#### ASSIGNMENT
The answer should consist of every line in the material below that has the word "sysconfig".
===============
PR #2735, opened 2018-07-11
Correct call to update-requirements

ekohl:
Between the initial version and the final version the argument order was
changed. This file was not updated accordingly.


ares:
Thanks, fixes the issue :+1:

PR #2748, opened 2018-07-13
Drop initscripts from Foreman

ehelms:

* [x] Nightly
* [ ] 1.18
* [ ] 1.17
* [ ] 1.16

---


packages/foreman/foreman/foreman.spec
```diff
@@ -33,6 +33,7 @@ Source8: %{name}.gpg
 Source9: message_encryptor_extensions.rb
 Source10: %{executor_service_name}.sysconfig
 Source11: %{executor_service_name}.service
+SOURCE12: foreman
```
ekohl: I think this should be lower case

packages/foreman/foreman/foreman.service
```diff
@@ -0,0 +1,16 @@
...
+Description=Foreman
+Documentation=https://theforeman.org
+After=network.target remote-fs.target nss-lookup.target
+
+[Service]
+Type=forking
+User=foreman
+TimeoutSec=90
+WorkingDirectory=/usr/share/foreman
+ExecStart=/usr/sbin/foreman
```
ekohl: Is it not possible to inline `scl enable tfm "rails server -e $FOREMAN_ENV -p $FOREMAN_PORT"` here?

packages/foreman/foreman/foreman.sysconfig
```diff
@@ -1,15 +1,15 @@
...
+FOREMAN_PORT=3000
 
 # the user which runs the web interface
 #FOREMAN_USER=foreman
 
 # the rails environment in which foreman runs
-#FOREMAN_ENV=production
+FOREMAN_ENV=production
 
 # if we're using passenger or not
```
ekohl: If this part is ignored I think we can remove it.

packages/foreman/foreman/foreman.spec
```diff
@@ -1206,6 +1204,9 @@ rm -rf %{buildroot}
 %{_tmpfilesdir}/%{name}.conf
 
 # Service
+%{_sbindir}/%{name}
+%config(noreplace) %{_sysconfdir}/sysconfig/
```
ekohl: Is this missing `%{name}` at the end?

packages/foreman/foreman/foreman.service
===============
#### EXERCISE SOLUTION
 Source10: %{executor_service_name}.sysconfig
packages/foreman/foreman/foreman.sysconfig
+%config(noreplace) %{_sysconfdir}/sysconfig/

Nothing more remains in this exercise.